Edison's Liability There are two theories of liability asserted against Edison. The first one alleged is liability based on a theory of respondeat superior. Assaults are generally not job related and therefore cannot give rise to vicarious liability (see i.e. Ciccone v City of New York, 138 AD3d 910 2d Dept 2016]; Rodriguez v. Judge, 132 AD3d 966 [2d Dept 2015]; Saint Robert v. BHAP Hous. Dev. Fund Co., 124 AD3d 752 [2d Dept 2015]. Liability will not attach for torts committed by an employee who is acting solely for personal motives unrelated to the furtherance of the employer's business (Fernandez v. Rustic Inn, Inc., 60 AD3d 893 [2d Dept 2009] citing Carnegie v. J.P. Phillips, Inc., 28 AD3d 599, 600; Schuhmann v. McBride, 23 AD3d 542; Oliva v. City of New York, 297 AD2d 789; Vega v. Northland Mktg. Corp., 289 AD2d 565). It is undisputed that Forsano was a home health aide and that Revival is in the business of providing home health care. An assault on the clients or client's family members is not in furtherance of the employer's business. Accordingly, Edison cannot be held liable for any alleged assault by Forsano based on a the theory of respondeat superior.

The second theory of liability asserted against Edison is negligent hiring and supervision. [*4]The movants' evidentiary submissions have established the following facts. Since 2009, Forsano has been a New York State certified home health aide. For three months prior to the alleged assault, Forsano had been providing home health care services to plaintiff's mother as Edison's employee. Neither plaintiff nor her mother made any complaints regarding the care provided by Forsano prior to the alleged assault.

Bronson, in her capacity as Director of Patient Service for Edison, reviewed Forsano's personnel file maintained by Edison in the ordinary course of its business. The file contained the results of Forsano's background check of her license, work history, employment references and criminal history. Bronson concluded that before Forsano was employed by Edison, she was already certified as a home health aide and had no prior arrests or convictions.

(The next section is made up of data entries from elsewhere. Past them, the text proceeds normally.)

PR #2269, opened 2024-07-09
fix: remediate errant use of deprecated fields

krancour:
This remediates some errant uses of newly deprecated fields and in doing so also happens to address some outstanding todos and fix some previously undetected bugs. (Abort verification and reverification were not working correctly in this feature branch.)

### DIFF
--- a/api/v1alpha1/stage_helpers.go
+++ b/api/v1alpha1/stage_helpers.go
@@ -136,39 +136,28 @@ func ReverifyStageFreight(
 		return err
 	}
 
-	current := stage.Status.FreightHistory.Current()
-	if current == nil || len(current.Freight) == 0 {
+	currentFC := stage.Status.FreightHistory.Current()
+	if currentFC == nil || len(currentFC.Freight) == 0 {
 		return errors.New("stage has no current freight")
 	}
 
-	if len(current.Freight) > 1 {
-		// TODO: This is a naive implementation which does not handle multiple
-		// Freight objects in the history properly. This must be addressed for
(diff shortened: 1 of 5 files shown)


api/v1alpha1/stage_helpers.go
```diff
@@ -136,39 +136,28 @@ func ReverifyStageFreight(
...
-		// TODO: This is a naive implementation which does not handle multiple
-		// Freight objects in the history properly. This must be addressed for
-		// proper "multi-pipeline" support.
-		return errors.New("stage has multiple Freight objects: re-verification not supported at this time")
+	currentVI := currentFC.VerificationHistory.Current()
+	if currentVI == nil {
+		return errors.New("stage has no current verification info")
 	}
 
-	for _, f := range current.Freight {
```
krancour, line 151: This loop pre-dated the VerificationHistory moving up a level from Freight to FreightCollection. The change made for aborting non-terminal verifications is basically the same loop removal.

internal/controller/stages/stages.go
```diff
@@ -694,6 +694,7 @@ func (r *reconciler) syncNormalStage(
 					if req, _ := kargoapi.ReverifyAnnotationValue(stage.GetAnnotations()); req.ForID(currentVI.ID) {
 						logger.Debug("rerunning verification")
 						status.Phase = kargoapi.StagePhaseVerifying
+						currentVI = &kargoapi.VerificationInfo{}
```
krancour, line 697: Absence of this was a bug.

hiddeco (approved):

Nothing contained in Forsano's personnel file and nothing pertaining to Forsano's conduct prior to the alleged assault gave Edison or Revival notice of Forsano's propensity to act in a violent fashion. Edison and Revival have made a prima facie showing that they neither knew or should have known that Forsano had a propensity to engage in the conduct which caused plaintiff's alleged injury (Hoffman v Verizon Wireless, Inc. 125 AD3d 806 [2nd Dept 2015]). In opposition the plaintiff failed to raise a triable issue of fact.



CONCLUSION

Nae Edison LLC and Gamzel NY, Inc.'s joint motion for an order granting summary judgment in their favor and dismissing the complaint is denied.

The foregoing constitutes the decision and order of this Court.

Footnotes

Footnote 1:By decision and order dated October 14, 21016, the movants' prior motion for summary judgment filed under motion sequence number two was denied without prejudice for failure to annex a complete set of the pleadings. The order gave the movants until January 6, 2017 to correct the defect and file a motion seeking the same relief again. Accordingly, the motion is timely.